[Saved entries]
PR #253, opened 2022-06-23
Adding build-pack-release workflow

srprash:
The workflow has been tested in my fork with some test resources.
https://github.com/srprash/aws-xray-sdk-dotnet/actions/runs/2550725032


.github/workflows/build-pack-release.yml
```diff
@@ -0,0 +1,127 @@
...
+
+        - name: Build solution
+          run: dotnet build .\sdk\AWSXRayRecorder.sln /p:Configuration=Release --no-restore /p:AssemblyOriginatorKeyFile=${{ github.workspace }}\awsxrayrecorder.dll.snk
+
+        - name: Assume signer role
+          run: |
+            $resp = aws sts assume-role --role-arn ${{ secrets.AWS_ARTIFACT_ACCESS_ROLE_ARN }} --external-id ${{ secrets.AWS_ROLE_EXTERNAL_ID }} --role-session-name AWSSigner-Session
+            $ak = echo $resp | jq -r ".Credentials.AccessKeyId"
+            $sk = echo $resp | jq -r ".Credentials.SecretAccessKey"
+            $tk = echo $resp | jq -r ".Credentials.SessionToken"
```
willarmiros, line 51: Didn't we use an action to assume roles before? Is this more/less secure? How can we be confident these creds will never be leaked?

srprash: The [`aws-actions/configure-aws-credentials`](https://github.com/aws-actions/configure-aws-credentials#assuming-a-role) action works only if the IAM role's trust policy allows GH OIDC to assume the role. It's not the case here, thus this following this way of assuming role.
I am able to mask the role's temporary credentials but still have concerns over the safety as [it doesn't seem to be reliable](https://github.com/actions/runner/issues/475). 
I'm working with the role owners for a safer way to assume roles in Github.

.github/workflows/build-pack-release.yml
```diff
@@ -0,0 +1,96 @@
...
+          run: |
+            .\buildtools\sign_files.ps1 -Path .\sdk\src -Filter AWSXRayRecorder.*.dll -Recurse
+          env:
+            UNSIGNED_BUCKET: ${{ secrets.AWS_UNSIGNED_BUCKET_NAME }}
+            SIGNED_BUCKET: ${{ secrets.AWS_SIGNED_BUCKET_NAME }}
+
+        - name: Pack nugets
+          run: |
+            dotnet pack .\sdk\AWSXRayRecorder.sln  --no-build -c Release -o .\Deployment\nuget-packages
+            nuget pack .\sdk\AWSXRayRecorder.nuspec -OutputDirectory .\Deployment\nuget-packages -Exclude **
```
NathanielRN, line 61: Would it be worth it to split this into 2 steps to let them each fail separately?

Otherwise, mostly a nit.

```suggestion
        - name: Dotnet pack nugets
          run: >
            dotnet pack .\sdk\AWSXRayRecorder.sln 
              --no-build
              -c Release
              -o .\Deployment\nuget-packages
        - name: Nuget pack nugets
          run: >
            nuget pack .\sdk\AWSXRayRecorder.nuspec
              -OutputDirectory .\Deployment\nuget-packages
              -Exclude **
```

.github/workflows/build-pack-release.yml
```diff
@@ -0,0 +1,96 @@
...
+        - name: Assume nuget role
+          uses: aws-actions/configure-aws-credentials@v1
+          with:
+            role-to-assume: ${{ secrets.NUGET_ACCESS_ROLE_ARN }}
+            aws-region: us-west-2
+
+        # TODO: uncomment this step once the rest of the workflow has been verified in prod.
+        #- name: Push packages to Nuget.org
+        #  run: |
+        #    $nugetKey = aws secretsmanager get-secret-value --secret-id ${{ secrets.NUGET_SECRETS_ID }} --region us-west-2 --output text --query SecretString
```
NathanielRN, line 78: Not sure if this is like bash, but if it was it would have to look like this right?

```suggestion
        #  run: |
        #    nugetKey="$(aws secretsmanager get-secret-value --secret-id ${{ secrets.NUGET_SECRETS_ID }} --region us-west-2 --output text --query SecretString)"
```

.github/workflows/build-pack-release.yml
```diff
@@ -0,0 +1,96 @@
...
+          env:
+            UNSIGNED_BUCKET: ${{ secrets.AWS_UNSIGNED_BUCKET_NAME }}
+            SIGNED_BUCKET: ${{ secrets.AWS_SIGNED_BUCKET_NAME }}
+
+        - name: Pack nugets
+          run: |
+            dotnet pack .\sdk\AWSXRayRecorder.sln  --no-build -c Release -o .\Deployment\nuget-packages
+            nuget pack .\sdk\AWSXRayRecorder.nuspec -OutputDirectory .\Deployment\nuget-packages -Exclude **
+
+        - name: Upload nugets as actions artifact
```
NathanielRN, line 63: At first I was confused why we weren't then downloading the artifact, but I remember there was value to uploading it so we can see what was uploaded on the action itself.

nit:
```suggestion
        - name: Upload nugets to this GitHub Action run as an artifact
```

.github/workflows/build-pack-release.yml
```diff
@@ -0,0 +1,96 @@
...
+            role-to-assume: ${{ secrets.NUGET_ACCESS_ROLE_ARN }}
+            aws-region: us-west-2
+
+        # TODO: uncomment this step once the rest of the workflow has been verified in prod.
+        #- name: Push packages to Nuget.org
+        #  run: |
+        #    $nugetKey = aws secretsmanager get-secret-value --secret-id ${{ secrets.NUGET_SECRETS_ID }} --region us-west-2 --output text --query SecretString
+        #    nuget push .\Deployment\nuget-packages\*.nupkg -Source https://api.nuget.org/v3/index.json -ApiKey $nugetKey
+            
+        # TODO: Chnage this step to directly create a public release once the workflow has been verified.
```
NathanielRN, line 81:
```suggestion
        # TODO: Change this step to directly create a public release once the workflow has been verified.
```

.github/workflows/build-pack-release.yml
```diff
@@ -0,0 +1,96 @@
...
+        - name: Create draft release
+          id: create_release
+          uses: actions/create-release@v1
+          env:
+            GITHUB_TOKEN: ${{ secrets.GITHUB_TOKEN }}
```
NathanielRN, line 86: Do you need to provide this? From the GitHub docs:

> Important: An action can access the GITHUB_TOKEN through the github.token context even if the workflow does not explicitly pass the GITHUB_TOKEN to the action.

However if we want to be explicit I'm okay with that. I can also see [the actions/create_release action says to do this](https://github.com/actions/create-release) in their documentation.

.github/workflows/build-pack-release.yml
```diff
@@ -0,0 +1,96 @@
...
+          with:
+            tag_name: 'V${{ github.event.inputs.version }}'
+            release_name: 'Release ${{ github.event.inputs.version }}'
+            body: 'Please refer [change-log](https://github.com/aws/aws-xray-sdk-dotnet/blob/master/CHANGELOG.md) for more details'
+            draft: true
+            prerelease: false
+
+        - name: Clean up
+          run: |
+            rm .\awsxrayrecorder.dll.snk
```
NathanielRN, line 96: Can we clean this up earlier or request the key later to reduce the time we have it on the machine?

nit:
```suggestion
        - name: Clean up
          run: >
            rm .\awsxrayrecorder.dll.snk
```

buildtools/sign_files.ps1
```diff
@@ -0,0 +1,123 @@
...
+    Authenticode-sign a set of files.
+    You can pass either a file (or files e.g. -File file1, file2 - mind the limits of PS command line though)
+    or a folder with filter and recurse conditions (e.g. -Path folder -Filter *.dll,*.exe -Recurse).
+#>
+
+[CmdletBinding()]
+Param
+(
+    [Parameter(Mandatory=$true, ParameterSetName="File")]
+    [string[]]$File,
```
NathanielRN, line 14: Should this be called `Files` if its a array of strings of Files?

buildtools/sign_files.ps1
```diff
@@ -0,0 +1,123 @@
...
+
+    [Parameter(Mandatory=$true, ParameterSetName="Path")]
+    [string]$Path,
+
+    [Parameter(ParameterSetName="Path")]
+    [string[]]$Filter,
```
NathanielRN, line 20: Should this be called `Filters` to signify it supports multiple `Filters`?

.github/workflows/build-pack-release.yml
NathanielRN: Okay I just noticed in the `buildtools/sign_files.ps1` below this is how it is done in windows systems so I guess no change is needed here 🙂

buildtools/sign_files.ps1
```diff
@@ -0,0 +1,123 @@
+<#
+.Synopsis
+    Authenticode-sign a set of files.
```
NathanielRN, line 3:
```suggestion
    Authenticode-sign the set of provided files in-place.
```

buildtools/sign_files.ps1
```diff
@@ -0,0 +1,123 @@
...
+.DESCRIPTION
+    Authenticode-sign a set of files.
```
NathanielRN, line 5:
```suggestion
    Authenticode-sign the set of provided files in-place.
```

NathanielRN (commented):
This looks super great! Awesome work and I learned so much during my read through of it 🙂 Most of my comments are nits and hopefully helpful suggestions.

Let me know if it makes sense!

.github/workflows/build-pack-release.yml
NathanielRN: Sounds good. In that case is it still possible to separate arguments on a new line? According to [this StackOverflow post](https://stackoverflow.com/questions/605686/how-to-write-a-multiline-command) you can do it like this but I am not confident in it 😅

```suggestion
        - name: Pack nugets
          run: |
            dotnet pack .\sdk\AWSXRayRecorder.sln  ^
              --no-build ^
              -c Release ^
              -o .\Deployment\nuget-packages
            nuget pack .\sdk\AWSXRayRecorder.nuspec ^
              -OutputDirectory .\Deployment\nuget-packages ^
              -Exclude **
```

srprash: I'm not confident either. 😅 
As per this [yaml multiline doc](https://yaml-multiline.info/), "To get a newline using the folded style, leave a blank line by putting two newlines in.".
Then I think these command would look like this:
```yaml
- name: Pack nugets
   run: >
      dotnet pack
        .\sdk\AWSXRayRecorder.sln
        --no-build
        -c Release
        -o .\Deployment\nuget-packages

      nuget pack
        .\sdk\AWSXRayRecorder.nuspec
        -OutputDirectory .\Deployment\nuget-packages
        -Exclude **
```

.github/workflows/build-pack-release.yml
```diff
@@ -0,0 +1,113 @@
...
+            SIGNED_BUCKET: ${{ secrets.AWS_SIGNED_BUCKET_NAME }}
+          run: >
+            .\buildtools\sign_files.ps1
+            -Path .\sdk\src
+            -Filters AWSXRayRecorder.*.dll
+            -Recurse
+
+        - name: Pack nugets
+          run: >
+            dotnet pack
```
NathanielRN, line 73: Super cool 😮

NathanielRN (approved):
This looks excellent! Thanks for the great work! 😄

Task goal → Whenever a line of the data includes the word "great", show that line in full.

Reply →
This looks super great! Awesome work and I learned so much during my read through of it 🙂 Most of my comments are nits and hopefully helpful suggestions.
This looks excellent! Thanks for the great work! 😄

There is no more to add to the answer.